Print out each entry below exactly, please.

*** Opening of Source information ***

PR #129, opened 2014-10-15
Note ambiguous message multiple branch deploy

behemphi:
travis-ci/travis-ci#2824

The message that appeears indicating the complementary branch(es) are not to be released is ambiguous enough to cause the user to think the deploy did not happen on the intended branch.  Made a note of this behavior.


gsf:
I am fully in support of adding the branch name to the message. It's really confounding the first time you see it and a headache to explain to each member of my team.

*** Close of Source information ***

▶ **Answer to the problem**:
PR #129, opened 2014-10-15
Note ambiguous message multiple branch deploy

behemphi:
travis-ci/travis-ci#2824

The message that appeears indicating the complementary branch(es) are not to be released is ambiguous enough to cause the user to think the deploy did not happen on the intended branch.  Made a note of this behavior.


gsf:
I am fully in support of adding the branch name to the message. It's really confounding the first time you see it and a headache to explain to each member of my team.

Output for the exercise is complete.